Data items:
= Beginning of Section =

Issue #10604, opened 2019-10-11
Some Daily Builds are Broken


SudharakaP:
##### **Overview of the issue**

While working on another issue, I noticed that Infinispan builds are broken on our [Daily Builds](https://dev.azure.com/hipster-labs/jhipster-daily-builds/_build?definitionId=34); 

https://dev.azure.com/hipster-labs/jhipster-daily-builds/_build?definitionId=31 

and

https://dev.azure.com/hipster-labs/jhipster-daily-builds/_build?definitionId=30

##### **Motivation for or Use Case**

Just to make the daily builds perfect. 🌠 

##### **Related issues**

None that I know of. 

##### **Suggest a Fix**

Currently unknown.

-   [x] Checking this box is mandatory (this is just to show you read everything)

pascalgrimaud:
cc @Hawkurane as he's the one who worked on JDL Daily Builds.

Hawkurane:
When I did the scripts there might have been steps that I did not do that could have resulted in the build failing (e.g. changing the hosts file for keycloak).
If there wasn't anything particular that needed to be done compared to other builds then that means the generator is broken and needs to be fixed 🛠

pascalgrimaud:
just cc the other ticket:

It seems that the Keycloak daily build has some problems with it's end-to-end tests phase.

https://dev.azure.com/hipster-labs/jhipster-daily-builds/_build?definitionId=34&_a=summary

In every build the e2e phase seems to be broken.

SudharakaP:
@Hawkurane : Thanks for the information. I'll give it a go this evening. 😄

SudharakaP:
This seems to be failing on the `sendCacheInformation` call; I am trying to understand why; :thinking: 

`Caused by: org.springframework.beans.BeanInstantiationException: Failed to instantiate [org.infinispan.manager.DefaultCacheManager]: Factory method 'defaultCacheManager' threw exception; nested exception is org.springframework.beans.factory.BeanInitializationException: Cache (Infinispan protocol stack) configuration failed; nested exception is java.lang.NullPointerException
at org.springframework.beans.factory.support.SimpleInstantiationStrategy.instantiate(SimpleInstantiationStrategy.java:185)
at org.springframework.beans.factory.support.ConstructorResolver.instantiate(ConstructorResolver.java:622)
... 170 common frames omitted
[...]

PR #10673, opened 2019-10-22
Fix MariaDB Accessibility Issues on E2E Tests in Daily Builds

SudharakaP:
This fixes the [error seen in `docker-compose` logs](https://github.com/openzipkin/docker-zipkin/issues/181) due to MariaDB not being accessible. Although I did this as part of my investigations on #10604, I think this will make all MariaDB builds (running under docker) more stable; as you see currently all MariaDB builds in our Daily Builds are flaky. 

Fixes part of #10604 

Reference: https://github.com/openzipkin/docker-zipkin/issues/181

### DIFF
--- a/generators/docker-compose/index.js
+++ b/generators/docker-compose/index.js
@@ -126,7 +126,7 @@ module.exports = class extends BaseDockerGenerator {
                         const databaseYaml = jsyaml.load(this.fs.read(`${path}/src/main/docker/${database}.yml`));
                         const databaseServiceName = `${lowercaseBaseName}-${database}`;
                         let databaseYamlConfig = databaseYaml.services[databaseServiceName];
-                        delete databaseYamlConfig.ports;
+                        if (database !== 'mariadb') delete databaseYamlConfig.ports;
 
                         if (database === 'cassandra') {
                             // node config


SudharakaP:
Close/Open for tests

pascalgrimaud:
Does it mean MariaDB is not accessible from other host, but only from localhost ?
Really strange because we don't have this for MySQL

SudharakaP:
@pascalgrimaud : Yes, correct. It seems to be the case. :thinking:

pascalgrimaud:
Reading the documentation at https://mariadb.com/kb/en/library/installing-and-using-mariadb-via-docker/ -> see `Connecting to MariaDB from Outside the Container`

We need to edit some config inside the container... no other option that mapping the port, so let's merge this

SudharakaP:
@pascalgrimaud : Thanks for linking that. I think we can have a more complex solution where we edit the file and then start the container; but I think exposing the port is just simple and no harm done as it's just a testing environment.

SudharakaP:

= End of Section =

TASK GOAL.
Using the records, find the number of lines in which the string "support" occurs. Reply with that number alone.

EXPECTED ANSWER.
2